Data excerpts Block Start

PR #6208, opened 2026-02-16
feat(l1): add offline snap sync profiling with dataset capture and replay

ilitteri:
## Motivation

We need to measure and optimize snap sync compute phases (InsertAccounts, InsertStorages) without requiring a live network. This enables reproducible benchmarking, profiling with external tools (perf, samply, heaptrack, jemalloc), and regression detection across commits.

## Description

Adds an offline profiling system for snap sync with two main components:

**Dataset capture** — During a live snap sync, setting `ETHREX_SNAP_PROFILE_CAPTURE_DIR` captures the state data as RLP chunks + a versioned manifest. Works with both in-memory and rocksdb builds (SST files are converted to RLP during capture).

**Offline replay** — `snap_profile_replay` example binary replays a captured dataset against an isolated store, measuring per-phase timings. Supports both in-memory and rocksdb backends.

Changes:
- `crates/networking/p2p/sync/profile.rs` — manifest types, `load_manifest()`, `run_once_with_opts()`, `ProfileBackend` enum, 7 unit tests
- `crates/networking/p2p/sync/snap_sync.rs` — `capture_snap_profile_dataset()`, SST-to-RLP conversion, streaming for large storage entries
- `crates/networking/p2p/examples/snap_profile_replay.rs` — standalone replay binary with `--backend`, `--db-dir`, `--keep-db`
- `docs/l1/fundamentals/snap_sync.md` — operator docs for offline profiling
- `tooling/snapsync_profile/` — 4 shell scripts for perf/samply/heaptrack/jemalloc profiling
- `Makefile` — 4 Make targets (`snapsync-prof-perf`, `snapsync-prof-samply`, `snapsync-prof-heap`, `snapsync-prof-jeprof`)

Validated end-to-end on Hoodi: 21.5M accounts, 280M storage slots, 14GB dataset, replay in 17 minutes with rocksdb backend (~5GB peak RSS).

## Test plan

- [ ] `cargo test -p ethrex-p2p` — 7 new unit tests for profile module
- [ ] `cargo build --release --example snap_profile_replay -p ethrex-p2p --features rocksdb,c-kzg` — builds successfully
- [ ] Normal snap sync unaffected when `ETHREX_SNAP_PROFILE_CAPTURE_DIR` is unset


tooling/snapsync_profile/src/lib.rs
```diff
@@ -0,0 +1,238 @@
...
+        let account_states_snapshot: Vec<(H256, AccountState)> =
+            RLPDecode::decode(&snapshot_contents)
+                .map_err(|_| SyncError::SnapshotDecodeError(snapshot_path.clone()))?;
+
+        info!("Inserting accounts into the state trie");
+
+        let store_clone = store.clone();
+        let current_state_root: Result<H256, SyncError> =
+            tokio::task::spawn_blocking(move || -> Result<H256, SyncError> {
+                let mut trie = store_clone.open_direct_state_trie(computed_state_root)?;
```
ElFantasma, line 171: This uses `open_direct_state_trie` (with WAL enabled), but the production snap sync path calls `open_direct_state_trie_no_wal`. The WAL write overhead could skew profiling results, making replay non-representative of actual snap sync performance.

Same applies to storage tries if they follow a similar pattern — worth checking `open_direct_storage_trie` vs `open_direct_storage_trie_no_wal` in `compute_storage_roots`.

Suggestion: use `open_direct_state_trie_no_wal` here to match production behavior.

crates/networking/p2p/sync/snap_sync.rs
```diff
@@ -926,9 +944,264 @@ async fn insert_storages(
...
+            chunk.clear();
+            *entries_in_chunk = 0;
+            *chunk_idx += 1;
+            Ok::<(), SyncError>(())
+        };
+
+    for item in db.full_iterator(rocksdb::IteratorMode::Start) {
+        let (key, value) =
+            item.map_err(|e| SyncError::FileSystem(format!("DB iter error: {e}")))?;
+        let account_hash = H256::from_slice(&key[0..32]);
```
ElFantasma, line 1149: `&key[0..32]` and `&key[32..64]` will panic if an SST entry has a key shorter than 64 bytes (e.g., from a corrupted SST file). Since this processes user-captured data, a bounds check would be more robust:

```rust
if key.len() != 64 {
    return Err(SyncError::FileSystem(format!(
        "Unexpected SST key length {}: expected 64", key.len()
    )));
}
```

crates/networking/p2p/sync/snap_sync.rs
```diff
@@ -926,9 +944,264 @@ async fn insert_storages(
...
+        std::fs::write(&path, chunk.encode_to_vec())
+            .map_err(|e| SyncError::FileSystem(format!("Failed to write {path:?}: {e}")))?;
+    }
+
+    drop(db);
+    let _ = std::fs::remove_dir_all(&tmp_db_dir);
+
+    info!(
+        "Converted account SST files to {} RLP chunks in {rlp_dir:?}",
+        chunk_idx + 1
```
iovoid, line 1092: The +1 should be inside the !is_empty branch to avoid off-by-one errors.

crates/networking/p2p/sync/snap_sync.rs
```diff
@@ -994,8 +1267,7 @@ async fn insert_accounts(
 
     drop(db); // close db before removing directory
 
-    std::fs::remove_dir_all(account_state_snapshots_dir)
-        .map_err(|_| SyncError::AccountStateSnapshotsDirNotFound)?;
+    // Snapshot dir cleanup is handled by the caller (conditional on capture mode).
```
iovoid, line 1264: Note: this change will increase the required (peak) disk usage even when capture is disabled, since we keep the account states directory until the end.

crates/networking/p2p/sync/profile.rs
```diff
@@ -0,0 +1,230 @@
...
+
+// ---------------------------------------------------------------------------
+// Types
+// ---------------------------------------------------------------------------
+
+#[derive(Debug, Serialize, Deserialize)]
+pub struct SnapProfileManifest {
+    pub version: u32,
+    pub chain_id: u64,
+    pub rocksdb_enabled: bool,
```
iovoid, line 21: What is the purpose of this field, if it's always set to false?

Data excerpts Block End

• **Description of the task**: Every record, word for word, must be returned.

• **Solution to the exercise**:
PR #6208, opened 2026-02-16
feat(l1): add offline snap sync profiling with dataset capture and replay

ilitteri:
## Motivation

We need to measure and optimize snap sync compute phases (InsertAccounts, InsertStorages) without requiring a live network. This enables reproducible benchmarking, profiling with external tools (perf, samply, heaptrack, jemalloc), and regression detection across commits.

## Description

Adds an offline profiling system for snap sync with two main components:

**Dataset capture** — During a live snap sync, setting `ETHREX_SNAP_PROFILE_CAPTURE_DIR` captures the state data as RLP chunks + a versioned manifest. Works with both in-memory and rocksdb builds (SST files are converted to RLP during capture).

**Offline replay** — `snap_profile_replay` example binary replays a captured dataset against an isolated store, measuring per-phase timings. Supports both in-memory and rocksdb backends.

Changes:
- `crates/networking/p2p/sync/profile.rs` — manifest types, `load_manifest()`, `run_once_with_opts()`, `ProfileBackend` enum, 7 unit tests
- `crates/networking/p2p/sync/snap_sync.rs` — `capture_snap_profile_dataset()`, SST-to-RLP conversion, streaming for large storage entries
- `crates/networking/p2p/examples/snap_profile_replay.rs` — standalone replay binary with `--backend`, `--db-dir`, `--keep-db`
- `docs/l1/fundamentals/snap_sync.md` — operator docs for offline profiling
- `tooling/snapsync_profile/` — 4 shell scripts for perf/samply/heaptrack/jemalloc profiling
- `Makefile` — 4 Make targets (`snapsync-prof-perf`, `snapsync-prof-samply`, `snapsync-prof-heap`, `snapsync-prof-jeprof`)

Validated end-to-end on Hoodi: 21.5M accounts, 280M storage slots, 14GB dataset, replay in 17 minutes with rocksdb backend (~5GB peak RSS).

## Test plan

- [ ] `cargo test -p ethrex-p2p` — 7 new unit tests for profile module
- [ ] `cargo build --release --example snap_profile_replay -p ethrex-p2p --features rocksdb,c-kzg` — builds successfully
- [ ] Normal snap sync unaffected when `ETHREX_SNAP_PROFILE_CAPTURE_DIR` is unset


tooling/snapsync_profile/src/lib.rs
```diff
@@ -0,0 +1,238 @@
...
+        let account_states_snapshot: Vec<(H256, AccountState)> =
+            RLPDecode::decode(&snapshot_contents)
+                .map_err(|_| SyncError::SnapshotDecodeError(snapshot_path.clone()))?;
+
+        info!("Inserting accounts into the state trie");
+
+        let store_clone = store.clone();
+        let current_state_root: Result<H256, SyncError> =
+            tokio::task::spawn_blocking(move || -> Result<H256, SyncError> {
+                let mut trie = store_clone.open_direct_state_trie(computed_state_root)?;
```
ElFantasma, line 171: This uses `open_direct_state_trie` (with WAL enabled), but the production snap sync path calls `open_direct_state_trie_no_wal`. The WAL write overhead could skew profiling results, making replay non-representative of actual snap sync performance.

Same applies to storage tries if they follow a similar pattern — worth checking `open_direct_storage_trie` vs `open_direct_storage_trie_no_wal` in `compute_storage_roots`.

Suggestion: use `open_direct_state_trie_no_wal` here to match production behavior.

crates/networking/p2p/sync/snap_sync.rs
```diff
@@ -926,9 +944,264 @@ async fn insert_storages(
...
+            chunk.clear();
+            *entries_in_chunk = 0;
+            *chunk_idx += 1;
+            Ok::<(), SyncError>(())
+        };
+
+    for item in db.full_iterator(rocksdb::IteratorMode::Start) {
+        let (key, value) =
+            item.map_err(|e| SyncError::FileSystem(format!("DB iter error: {e}")))?;
+        let account_hash = H256::from_slice(&key[0..32]);
```
ElFantasma, line 1149: `&key[0..32]` and `&key[32..64]` will panic if an SST entry has a key shorter than 64 bytes (e.g., from a corrupted SST file). Since this processes user-captured data, a bounds check would be more robust:

```rust
if key.len() != 64 {
    return Err(SyncError::FileSystem(format!(
        "Unexpected SST key length {}: expected 64", key.len()
    )));
}
```

crates/networking/p2p/sync/snap_sync.rs
```diff
@@ -926,9 +944,264 @@ async fn insert_storages(
...
+        std::fs::write(&path, chunk.encode_to_vec())
+            .map_err(|e| SyncError::FileSystem(format!("Failed to write {path:?}: {e}")))?;
+    }
+
+    drop(db);
+    let _ = std::fs::remove_dir_all(&tmp_db_dir);
+
+    info!(
+        "Converted account SST files to {} RLP chunks in {rlp_dir:?}",
+        chunk_idx + 1
```
iovoid, line 1092: The +1 should be inside the !is_empty branch to avoid off-by-one errors.

crates/networking/p2p/sync/snap_sync.rs
```diff
@@ -994,8 +1267,7 @@ async fn insert_accounts(
 
     drop(db); // close db before removing directory
 
-    std::fs::remove_dir_all(account_state_snapshots_dir)
-        .map_err(|_| SyncError::AccountStateSnapshotsDirNotFound)?;
+    // Snapshot dir cleanup is handled by the caller (conditional on capture mode).
```
iovoid, line 1264: Note: this change will increase the required (peak) disk usage even when capture is disabled, since we keep the account states directory until the end.

crates/networking/p2p/sync/profile.rs
```diff
@@ -0,0 +1,230 @@
...
+
+// ---------------------------------------------------------------------------
+// Types
+// ---------------------------------------------------------------------------
+
+#[derive(Debug, Serialize, Deserialize)]
+pub struct SnapProfileManifest {
+    pub version: u32,
+    pub chain_id: u64,
+    pub rocksdb_enabled: bool,
```
iovoid, line 21: What is the purpose of this field, if it's always set to false?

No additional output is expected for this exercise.